**Goal of the exercise:**
Stop after the line containing "could introduce bugs"; retype every line of the data before it exactly, starting from the first.

**Data to use:**
-- Opening Marker --

PR #4798, opened 2024-06-20
MPP-4763 - Prefer `user.profile` to `Profile.objects.get(user=user)`

jwhitlock:
The pattern `profile = Profile.objects.get(user=user)` was useful when `user` had a `ForiegnKey` relationship. Since #2749, it has been unnecessary. Switching these to `user.profile` has some benefits:

* In most cases, it reduces the lines of code
* It removes a possible mismatch between `user.profile` and the stand-alone `Profile` object, which could introduce bugs
* In some cases, importing `Profile` is no longer needed, which will reduce the code changes when moving `Profile` to `privaterelay`.

### DIFF
--- a/emails/models.py
+++ b/emails/models.py
@@ -656,7 +656,6 @@ class RelayAddress(models.Model):
         )
         deleted_address.save()
         profile = self.user.profile
-        profile.refresh_from_db()
         profile.address_last_deleted = datetime.now(UTC)
         profile.num_address_deleted += 1
         profile.num_email_forwarded_in_deleted_address += self.num_forwarded
--- a/emails/models.py
+++ b/emails/models.py
@@ -822,10 +822,6 @@ class DomainAddress(models.Model):
             update_fields=update_fields,
         )
 
-    @property
-    def user_profile(self):
-        return Profile.objects.get(user=self.user)
-
     @staticmethod
     def make_domain_address(
         user: User, address: str | None = None, made_via_email: bool = False
@@ -852,7 +848,7 @@ class DomainAddress(models.Model):
         # TODO: create hard bounce receipt rule in AWS for the address
         deleted_address = DeletedAddress.objects.create(
             address_hash=address_hash(
-                self.address, self.user_profile.subdomain, self.domain_value
+                self.address, self.user.profile.subdomain, self.domain_value
             ),
             num_forwarded=self.num_forwarded,
             num_blocked=self.num_blocked,
--- a/emails/models.py
+++ b/emails/models.py
@@ -8,7 +8,7 @@ from collections import namedtuple
 from collections.abc import Iterable
 from datetime import UTC, datetime, timedelta
 from hashlib import sha256
-from typing import Literal, cast
+from typing import Any, Literal, cast
 
 from django.conf import settings
 from django.contrib.auth.models import User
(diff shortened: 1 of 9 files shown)


emails/models.py
```diff
@@ -655,7 +655,8 @@ def delete(self, *args, **kwargs):
             num_spam=self.num_spam,
         )
         deleted_address.save()
-        profile = Profile.objects.get(user=self.user)
+        profile = self.user.profile
+        profile.refresh_from_db()
```
say-yawn, line 659: (question, non-blocking) Why was the `profile.refresh_from_db()` needed?

emails/models.py
```diff
@@ -851,17 +848,15 @@ def delete(self, *args, **kwargs):
...
             num_forwarded=self.num_forwarded,
             num_blocked=self.num_blocked,
             num_replied=self.num_replied,
             num_spam=self.num_spam,
         )
         deleted_address.save()
-        # self.user_profile is a property and should not be used to
-        # update values on the user's profile
-        profile = Profile.objects.get(user=self.user)
+        profile = self.user.profile
```
say-yawn, line 859: (praise) 🎊

privaterelay/tests/mgmt_sync_phone_related_dates_on_profile_tests.py
```diff
@@ -103,16 +102,16 @@ def create_free_phones_flag_for_user(user: User) -> None:
...
-    mocked_dates, patch_datetime_now, db
-):
+    mocked_dates: Mock, patch_datetime_now: Mock, db: None
+) -> None:
     expected_now = patch_datetime_now
     mocked_dates.return_value = (None, None, None)
     account: SocialAccount = baker.make(SocialAccount, provider="fxa")
-    profile = Profile.objects.get(user=account.user)
-    create_free_phones_flag_for_user(profile.user)
+    create_free_phones_flag_for_user(account.user)
```
say-yawn, line 110:
```suggestion
    user = account.user_set.get()
    create_free_phones_flag_for_user(account.user)
```
(blocking) since `user` is still a foreign key of `SocialAccount`, see [code](https://github.com/pennersr/django-allauth/blob/4746fb58bc3c1621fddecf1119887703ac6f04d7/allauth/socialaccount/models.py#L92-L93)

privaterelay/tests/mgmt_sync_phone_related_dates_on_profile_tests.py
```diff
@@ -103,16 +102,16 @@ def create_free_phones_flag_for_user(user: User) -> None:
...
 
     num_profiles_updated = sync_phone_related_dates_on_profile("free")
 
+    profile = account.user.profile
```
say-yawn, line 114:
```suggestion
    profile = user.profile
```
If above change to use `user = account.user_set.get()` is accepted.

say-yawn (changes requested):
Most of the changes look good and relieved to see we can directly use `profile` instead doing the `profile_set.get()` thanks to the changes from #2749 that makes `Profile` and `User` one-to-one relationship.

emails/models.py
jwhitlock: I removed it, tests were OK, so let's remove it.

A `refresh_from_db()` would be a good idea if we use `F` expressions to avoid race conditions here:

https://docs.djangoproject.com/en/4.2/ref/models/expressions/#avoiding-race-conditions-using-f

privaterelay/tests/mgmt_sync_phone_related_dates_on_profile_tests.py
jwhitlock: It's a to-one relation, so there is no `user_set`, just `user`

emails/models.py
say-yawn: Whoa! I didn't know about `F` expressions. Good to know going forward we can use this especially for incrementing!

say-yawn (approved):
[Changes look good. Learned about F expression](https://docs.djangoproject.com/en/4.2/ref/models/expressions/#avoiding-race-conditions-using-f)!

PR #4799, opened 2024-06-20
MPP-3827: Move non-model code out of `emails/models.py`

jwhitlock:
This PR moves code around, in preparation for moving `Profile` (and other models) from the `emails` app to the `privaterelay` app.

* `emails/exceptions.py` - Defines the exceptions raised in the `emails` app
* `emails/validators.py` - Defines the validator functions used in the `emails` app.
* `emails/models.py`
   - The remaining functions have moved to the top of the file, and have type hints.
   - `DomainAddress.make_domain_address` used to take a `Profile`, and now takes a `User`.

This also involved moving tests around, and some test changes for the new interfaces.

### DIFF
--- a/emails/models.py
+++ b/emails/models.py
@@ -675,7 +675,7 @@ class RelayAddress(models.Model):
         if self._state.adding:
             with transaction.atomic():
                 locked_profile = Profile.objects.select_for_update().get(user=self.user)
-                check_user_can_make_another_address(locked_profile)
+                check_user_can_make_another_address(locked_profile.user)
                 while True:
                     address_is_allowed = not is_blocklisted(self.address)
                     address_is_valid = valid_address(self.address, self.domain_value)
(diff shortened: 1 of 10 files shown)


emails/models.py
```diff
@@ -1014,9 +827,9 @@ def user_profile(self):
 
     @staticmethod
     def make_domain_address(
-        user_profile: Profile, address: str | None = None, made_via_email: bool = False
+        user: User, address: str | None = None, made_via_email: bool = False
```
groovecoder, line 830: question (non-blocking): This is the only change I noticed that seems to do more than simply move code from one module to another? This changes the method signature of `make_domain_address`. Though it looks like all the appropriate calling code in `views.py` and `models_tests.py` are likewise updated correctly too. What was the motivation to change this parameter?

groovecoder (approved):

emails/models.py
jwhitlock: To be honest, a big reason is it looks better to me. A `DomainAddress` needs a `User`, so why create it with a `Profile`? One answer is `check_user_can_make_domain_address` takes a `Profile`, but then why wasn't it named `check_profile_can_make_domain_address`? Passing a `User` makes the interface make more sense to me. The fact that `user.profile` is called by `check_user_can_make_domain_address` now an implementation detail, not the interface.

A more practical concern is that when `Profile` moves to `privaterelay`, tricks will be needed to avoid circular imports. With the old version, this would be something like:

-- Closing Marker --

**Your solution:**
PR #4798, opened 2024-06-20
MPP-4763 - Prefer `user.profile` to `Profile.objects.get(user=user)`

jwhitlock:
The pattern `profile = Profile.objects.get(user=user)` was useful when `user` had a `ForiegnKey` relationship. Since #2749, it has been unnecessary. Switching these to `user.profile` has some benefits:

* In most cases, it reduces the lines of code
* It removes a possible mismatch between `user.profile` and the stand-alone `Profile` object, which could introduce bugs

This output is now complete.